Cuzzubbo is in a difficult position at the moment as he attempts to follow a strategy and raise funds that placate his biggest investors: BHP, NCM and Nick Mather, who by virtue of his combined various holdings is actually our biggest shareholder (DGR, Mather, Tenstar = 17.6%). The problem is they clearly don't agree.
Mather would much rather we did another Franco-type deal as he wants to bring in funds with minimal dilution, to progress the work at Cascabel and prove up the regional portfolio. This allows him to extract a higher offer from whoever ends up buying SOLG. He spelt it out quite clearly 2 weeks ago - he wants this sold. The issue Cuzzubbo has, as he half alluded to in the MiningNews piece, is that to do that type of deal, with Boliden or whoever, risks the ire of the two majors we have on board - BHP and NCM.
I don't think we as investors should underestimate the possibility of both of these players 'going nuclear' if they see the profitability of the mine be sold off bit by bit in royalty or streaming agreements. Ultimately they (or at least BHP) want to own the project and reap all of the rewards, if we continue to eat into the profitability of Cascabel, would they bother hanging around owning just 13% of it (less given it's 13% of 85%)? Cuzzubbo will be all too aware of what happened to the other Directors who fell foul of the majors - they lost their jobs.
I have no idea how Darryl plans to balance the interests of BHP, NCM and Mather over the mid-long term.
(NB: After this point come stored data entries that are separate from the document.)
PR #3123, opened 2017-12-31
Rotate log files based on file size

thus:
Rotate log files based on size. Similar to the time-based rotation.

Enable by adding 'rotate-size' to the logger in suricata.yaml:
```yaml
- eve-log:
    enabled: yes
    filetype: regular
    filename: eve-%s.json
    rotate-size: 50mb
```    

Also works together with time-based rotation, which makes it possible to rotate either when reaching a specific file size, or after a specified time.

https://redmine.openinfosecfoundation.org/issues/2107

Prscript:
- PR thus-pcap: https://buildbot.openinfosecfoundation.org/builders/thus-pcap/builds/138
- PR thus: https://buildbot.openinfosecfoundation.org/builders/thus/builds/138

### DIFF
--- a/doc/userguide/output/eve/eve-json-output.rst
+++ b/doc/userguide/output/eve/eve-json-output.rst
@@ -243,7 +243,7 @@ modifiers.
 Rotate log file
 ~~~~~~~~~~~~~~~
 
-Eve-log can be configured to rotate based on time.
+Eve-log can be configured to rotate based on time, file size, or both combined.
 
 ::
 
@@ -251,9 +251,16 @@ Eve-log can be configured to rotate based on time.
     - eve-log:
         filename: eve-%Y-%m-%d-%H:%M.json
         rotate-interval: minute
+        rotate-size: 100mb
 
-The example above creates a new log file each minute, where the filename contains
-a timestamp. Other supported ``rotate-interval`` values are ``hour`` and ``day``.
+The example above creates a new log file either each minute or when the file
+reaches 100 mb in size. The filename contains a timestamp to avoid overwriting
+itself when rotating.
+
+If both time-based and size-based rotation is used at the same time, then the
+rotation time is reset upon rotation, even if the rotation was based on size.
+
+Other supported ``rotate-interval`` values are ``hour`` and ``day``.
 
 In addition to this, it is also possible to specify the ``rotate-interval`` as a
 relative value. One example is to rotate the log file each X seconds.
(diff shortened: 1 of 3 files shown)


thus:
Changes:
* Added the changes suggested by @regit in #3069.
* Removed the exit on failure on 'rotate-size', instead it just disables the functionality and issues an error message.
* Did the same thing to 'rotate-interval' as mentioned above.

victorjulien:
Setting this to a low limit (5mb) seems to reopen an existing file a few times:
<pre>
-rw-rw-r-- 1 victor victor 5,0M jan 23 07:29 tmp/eve-1516688980.json
-rw-rw-r-- 1 victor victor 5,0M jan 23 07:29 tmp/eve-1516688981.json
-rw-rw-r-- 1 victor victor  15M jan 23 07:29 tmp/eve-1516688982.json
-rw-rw-r-- 1 victor victor  10M jan 23 07:29 tmp/eve-1516688983.json
-rw-rw-r-- 1 victor victor  15M jan 23 07:29 tmp/eve-1516688984.json
-rw-rw-r-- 1 victor victor  10M jan 23 07:29 tmp/eve-1516688985.json
-rw-rw-r-- 1 victor victor  15M jan 23 07:29 tmp/eve-1516688986.json
-rw-rw-r-- 1 victor victor  10M jan 23 07:29 tmp/eve-1516688987.json
-rw-rw-r-- 1 victor victor 2,6M jan 23 07:29 tmp/eve-1516688988.json
</pre>
Of course 5mb is a contrived example, but I'm sure ppl in the field will hit this condition unintentionally on high speed sensors.

2 questions
1. can this lead to data loss? (mostly thinking about non-append mode here)
2. should we explicitly deal with this somehow?

thus:
1. Yes, it could lead to data loss in non-append mode. In append mode, the same file would just be opened (and appended to) several times.
2. Could we add a big fat warning in the documentation about this? People won't know of this feature without reading the docs anyway, since it's not in the default suricata.yaml.

victorjulien:
I don't like the warning suggestion, I prefer a solution that simply doesn't include potential data loss.

A higher resolution will make the issue less likely, but even then we might get into the same issue. How about something like: if a file X for this name already exists, create X-01 ? Guess this would require some state keeping to avoid trying each suffix to be tried until we find X-999. Other solutions?

thus:
I think that would be a good solution.

What about logging a warning if the user doesn't use any date modifiers in the filename when using log rotation? If this is the case, then the log files will be overwritten every time Suricata is restarted. If we should "allow" filenames without date modifiers, then we would have to have a "waldo" file for keeping track of things, which sounds like added complexity. What do you think?

Should we log a warning and tell the user to increase the value if the file rotates like this?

This year, unfortunately, I think we'll see a fundraise at 20p, followed by the delivery of the Porvenir PEA and Cascabel PFS addendum before the AGM. I also expect to see, as Ortherncopper mentioned on here the other day, Mather to make a play of sorts with his holdings.
I think the reason PIs have been in the dark about what SOLG's actual strategy is, pretty much ever since Nick stepped down, is because the two CEOs since have been somewhat hamstrung by their biggest shareholders.
I did say they would have to hand them back ,they need this management to get their act together imho or lose the lot
Redknight, are you sure the $430m is for ENSA alone? I thought it was a summary of the 60 concessions which required minimal $7.5m spend or they have to hand the blocks back.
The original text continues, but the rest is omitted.